Pourquoi Citrix GSLB pour Azure DNS zone privée ?
Dans le monde d’aujourd’hui, les entreprises souhaitent faire passer leurs charges de travail du cloud local au cloud Azure. La transition vers le cloud leur permet de tirer parti du temps de mise sur le marché, des dépenses en capital et des prix, de la facilité de déploiement et de la sécurité. Le service de zone privée Azure DNS fournit une proposition unique pour les entreprises qui transitent une partie de leurs charges de travail vers le cloud Azure. Ces entreprises peuvent créer leur nom DNS privé, qu’elles possédaient pendant des années dans des déploiements sur site, lorsqu’elles utilisent le service de zone privée. Avec ce modèle hybride de serveurs d’applications intranet dans le cloud Azure connectés via des tunnels VPN sécurisés, le seul défi est de savoir comment un utilisateur peut avoir un accès transparent à ces applications intranet. Citrix ADC résout ce cas d’utilisation unique avec sa fonctionnalité d’équilibrage de charge globale, qui achemine le trafic d’application vers les charges de travail/serveurs distribués les plus optimales, sur site ou sur le cloud Azure, et fournit l’état d’intégrité du serveur d’applications.
Cas d’utilisation
Les utilisateurs du réseau sur site et de différents réseaux virtuels Azure doivent pouvoir se connecter aux serveurs les plus optimaux d’un réseau interne pour accéder au contenu requis. Cela garantit que l’application est toujours disponible, le coût optimisé et l’expérience utilisateur est bonne. La gestion privée du trafic (PTM) Azure est la principale exigence ici. Azure PTM garantit que les requêtes DNS des utilisateurs se résolvent à une adresse IP privée appropriée du serveur d’applications.
Solution de cas d’utilisation
Citrix ADC inclut la fonctionnalité d’équilibrage de charge serveur global (GSLB), qui peut aider à répondre à la demande Azure PTM. GSLB agit comme un serveur DNS, qui obtient les requêtes DNS et résout la requête DNS en une adresse IP appropriée pour fournir :
- Basculement DNS transparent
- Migration progressive de locaux vers le cloud
- A/B Test d’une nouvelle fonctionnalité
Parmi les nombreuses méthodes d’équilibrage de charge prises en charge, les méthodes suivantes peuvent être utiles dans cette solution :
- Round Robin
-
Proximité statique (sélection de serveur basée sur l’emplacement) : Il peut être déployé de deux façons
- GSLB basé sur le sous-réseau client EDNS (ECS) sur Citrix ADC
- Déployer un redirecteur DNS pour chaque réseau virtuel
Topologie
- Le déploiement Citrix ADC GSLB pour la zone DNS privée Azure semble logiquement illustré à la Figure 1.

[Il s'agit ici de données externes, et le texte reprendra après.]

PR #73, opened 2020-09-12
Add support for changing CI-V address for Icom radios

tmiw:
This adds support (both in the PTT configuration UI and in the Hamlib class) for using a different CI-V address on Icom radios. This may be necessary for allowing usage of new radios not yet supported by Hamlib, as well as existing radios that need to use the non-default value for whatever reason.

(Speaking of unsupported radios, apparently the Mac build has the IC-9700 listed but the Windows build does not. @drowe67, does Docker potentially need to be updated to install a newer version of Hamlib? The Mac build process currently uses the latest master on GitHub, so we could possibly modify the Windows/Linux builds to use a similar mechanism.)

Tests run so far (Mac only right now on a IC-7200):

- Ensuring that the PTT configuration UI only supports A-F and 0-9 for valid characters.
- Canceling out of the PTT configuration UI without modifying anything.
- Select non-Icom radio (Radio Address field becomes hidden).
- Select Icom radio (Radio Address field appears).
- Testing PTT settings with the following:
    - CI-V address of 00 (radio allows connection regardless of its actual address)
    - CI-V address equal to the radio's (radio connection allowed)
    - CI-V address not equal to the radio's (FreeDV complains of a Hamlib connection timeout)

### DIFF
--- a/CMakeLists.txt
+++ b/CMakeLists.txt
@@ -397,7 +397,7 @@ if(WXRC)
 endif(WXRC)
 set(WX_VERSION_MIN 3.0.0)
 set(WX_31_VERSION_MIN 3.1.3)
-find_package(wxWidgets REQUIRED core base aui html net adv)
+find_package(wxWidgets REQUIRED core base aui html net adv propgrid)
 execute_process(COMMAND sh "${wxWidgets_CONFIG_EXECUTABLE}" --version
     OUTPUT_VARIABLE WX_VERSION)
 string(STRIP ${WX_VERSION} WX_VERSION)
--- a/USER_MANUAL.md
+++ b/USER_MANUAL.md
@@ -168,6 +168,12 @@ Hamlib comes with a default serial rate for each radio.  If your radio
 has a different serial rate change the Serial Rate drop down box to
 match your radio.
 
+If using an Icom radio, Hamlib will use the radio's default CI-V address
+when connecting. If this has been changed, you can specify the correct
+address in the "Radio Address" field (valid values are 00 through FF
+in hexadecimal). Note that "00" is the "wildcard" CI-V address and will 
+also work if there are no other Icom/CI-V capable devices in the chain.
+
 When **Test** is pressed, the "Serial Params" field is populated and
 displayed.  This will help track down any mismatches between Hamlib
 and your radio.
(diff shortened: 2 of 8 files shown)


hobbes1069:
FYI, Hamlib 4.0 should be released "soon". There's already been a RC1.

tmiw:
@hobbes1069, assuming their master is what 4.0 will ultimately be, it seems like FreeDV won't need any code modifications to work with it. So that's good at least :)

drowe67:
@tmiw nice work :+1:  and I appreciate the list of tests you have performed.  Looks like it's building for Linux OK as Travis is happy :slightly_smiling_face: 

At some stage we should build for Windows and ask some Windows users to try it out, perhaps after merge to collect a few recent changes in one Windows experimental release.

@tmiw:
1. Could you pls add a few lines to the User Guide on this feature and how to use it?
1. Have you tested any non-Icom radios?  I'd like to make sure this PR doesn't accidentally break HamLib PTT for any other radio.

tmiw:
@drowe67, I currently have a few VHF/UHF radios as well as the FT-817, so I'll give it a shot with those.

Speaking of VHF/UHF, I think I also want to make some changes to the sideband detection logic to allow FM if using 2400B. I'll do that in a separate PR if that's okay?

tmiw:
@drowe67, I updated the User Manual and made a minor tweak to the code in response to testing with my FT-817 (original, not ND). Seems that either rig_set_conf() for "civ_addr" isn't as transparently ignored for non-Icom radios like I thought or there was something weird that happened with the previous binaries I had on my system. In any case, not executing that function unless the radio is Icom is probably good practice anyway.

drowe67:
Looks good @tmiw - good to see you have it working OK with non-Icom radios too.  I'm happy the PR (and especially your testing), so pls let me know when you are finished and I will merge.  

Unfortunately I'm a bit busy atm due to my day job so can't test it myself right now, but I am satisfied your testing will have caught any big issues. When I get some time I'll build an up to date Windows version to capture the recent changes from this and one or two other PRs.

tmiw:
@drowe67, there are maybe some UI changes that would be nice, but those can be done in another PR. It's probably more important to get wider testing on the current changes.

PR #74, opened 2020-09-13
Allow FM for mode detection if using 2400B.

tmiw:
@drowe67, as mentioned in PR #73, here's the change to allow FM if using 2400B. With this change, if 2400B is chosen and the radio is in the 10 meter FM subband or higher, "FM" will not show as red. Tested on my FT-817 and seemed to work with no issues.

### DIFF
--- a/src/fdmdv2_main.cpp
+++ b/src/fdmdv2_main.cpp
@@ -2445,7 +2445,7 @@ void MainFrame::OnExit(wxCommandEvent& event)
     // of in the destructor due to its need to touch the UI.
     if (wxGetApp().m_hamlib)
     {
-        wxGetApp().m_hamlib->disable_sideband_detection();
+        wxGetApp().m_hamlib->disable_mode_detection();
     }
 
     //fprintf(stderr, "MainFrame::OnExit\n");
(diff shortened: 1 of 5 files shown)


src/fdmdv2_main.cpp
```diff
@@ -2635,7 +2635,7 @@ bool MainFrame::OpenHamlibRig() {
         wxMessageBox("Couldn't connect to Radio with hamlib", wxT("Error"), wxOK | wxICON_ERROR, this);
     else
     {
-        wxGetApp().m_hamlib->enable_sideband_detection(m_txtSSBStatus);
+        wxGetApp().m_hamlib->enable_sideband_detection(m_txtSSBStatus, g_mode == FREEDV_MODE_2400B);
```
drowe67, line 2638: Maybe change the function name to `enable_mode_detection()` ?

drowe67:
Looks good @tmiw - I re-read the original sideband detection PR and am still happy with the design choice to make it fairly benign by just sampling (e.g. not too much polling) :+1:

src/fdmdv2_main.cpp
tmiw: Done. 👍

tmiw:
@drowe67, just pushed the renaming changes. And yeah, it's probably for the best considering the seemingly inconsistent radio/OS support for the non-polling method.

PR #75, opened 2020-11-16
Mac universal binary support for FreeDV

tmiw:
Adding support for ARM on FreeDV per https://github.com/drowe67/codec2/pull/154 and https://github.com/drowe67/LPCNet/pull/36. Requires -DBUILD_OSX_UNIVERSAL=1 to enable. Let me know if you have any questions!

Note: Looks like FreeDV broke on Big Sur (PortAudio errors on start). It's happening on the non-universal version, too, so it doesn't seem related to this change. I'll investigate further and create a separate PR for that issue.


tmiw:
@drowe67, looks like pointing CMake to the latest Git snapshot of PortAudio resolves the issue mentioned in OP. I included that change in this PR.

drowe67:
@tmiw nice work :+1: Looks like all the changes are OSX specific so it shouldn't break anything fpr other operating system builds.  Let me know when you ready to merge :slightly_smiling_face:

tmiw:
@drowe67, I did some on the air testing earlier tonight (albeit on an x86 MBP) and everything seems to work properly now. I'm fine with merging right now and creating additional PRs if ARM users end up running into issues.

BTW, out of curiosity, would I be able to force FreeDV/Codec2 to allow 2020 without AVX extensions? I wonder if the just-released Macs would be able to handle it without additional updates. (2020 does show as possible on x86 Macs and disabled on ARM.)

drowe67:
> BTW, out of curiosity, would I be able to force FreeDV/Codec2 to allow 2020 without AVX extensions? I wonder if the just-released Macs would be able to handle it without additional updates. (2020 does show as possible on x86 Macs and disabled on ARM.)

Yes you'd need to disable the AVX test in the freedv-gui source, and build freedv-lpcnet with the non-AVX Cmake flag.  As a sanity check, you try LPCNet on the command line first .  I think it's just real time on my laptop without AVX.

tmiw:
@drowe67, I did some more investigation tonight and it turns out that the universal binary version of LPCNet/Codec2 doesn't actually have AVX enabled by virtue of where it was built. Thus, it was as simple as ensuring that the main application didn't disable the option.

Anyway, it looks like 2020 decodes the sample .wav file with no issues on ARM Mac. ~60% CPU usage per Activity Monitor but if it's anything like on Intel Macs, that's just one core. Maybe we can consider whitelisting ARM Macs for 2020?

drowe67:
@tmiw OK that's an encouraging start.  Have you run the complete freedv-gui with 2020 on a ARM Mac?  Having said that, the 2020 decode will dominate most of the CPU.

Must be a fast platform. Sure, you are welcome to try white listing those machines if you like.  We'd need to add some explanation to the manual, and make it clear this is pretty experimental.

tmiw:
@drowe67, yep, full FreeDV UI. I ran test_vec in LPCNet and it seems that the NEON optimizations got enabled, which probably helped a fair bit. 

Anyway, I'll probably need to do another PR on LPCNet to also get AVX reenabled on the x86 side but after that, I'll see about whitelisting the ARM Macs in the main UI.

tmiw:
@drowe67, okay, needed changes to whitelist ARM Macs committed. Also, I have a binary up at https://www.dropbox.com/s/jnm0zn31xh35hp6/FreeDV-6374421.dmg?dl=0 for anyone else who wants to test.

drowe67:
> @drowe67, yep, full FreeDV UI. I ran test_vec in LPCNet and it seems that the NEON optimizations got enabled, which probably helped a fair bit.

OK cool - well that's SIMD acceleration, just like AVX.

> Anyway, I'll probably need to do another PR on LPCNet to also get AVX reenabled on the x86 side but after that, I'll see about whitelisting the ARM Macs in the main UI.

Would it be worth testing for neon?

tmiw:
> @drowe67: Would it be worth testing for neon?

Not sure. It seems to be getting enabled with LPCNet for the Raspberry Pi but I thought people haven't been able to get adequate performance on it yet? I could be remembering wrong, though.

drowe67:
@tmiw - that's an excellent point - we don't want it running on just any ARM machine, so the approach you have settled on looks good :+1:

- Un utilisateur peut accéder à n’importe quel serveur d’applications sur Azure ou sur site basé sur Citrix ADC GSLB méthode d’équilibrage de charge dans une zone DNS privée Azure
- Tout le trafic entre le réseau virtuel sur site et Azure est via un tunnel VPN sécurisé uniquement
- Le trafic d’application, le trafic DNS et le trafic de surveillance sont affichés dans la topologie précédente.
- Selon la redondance requise, Citrix ADC et le redirecteur DNS peuvent être déployés dans les réseaux virtuels et les datacenters. Pour des raisons de simplicité, un seul Citrix ADC est affiché ici, mais nous recommandons au moins un ensemble de redirecteurs ADC et DNS Citrix pour la région Azure.
- Toutes les requêtes DNS utilisateur vont d’abord au redirecteur DNS qui a des règles définies pour transférer les requêtes vers le serveur DNS approprié.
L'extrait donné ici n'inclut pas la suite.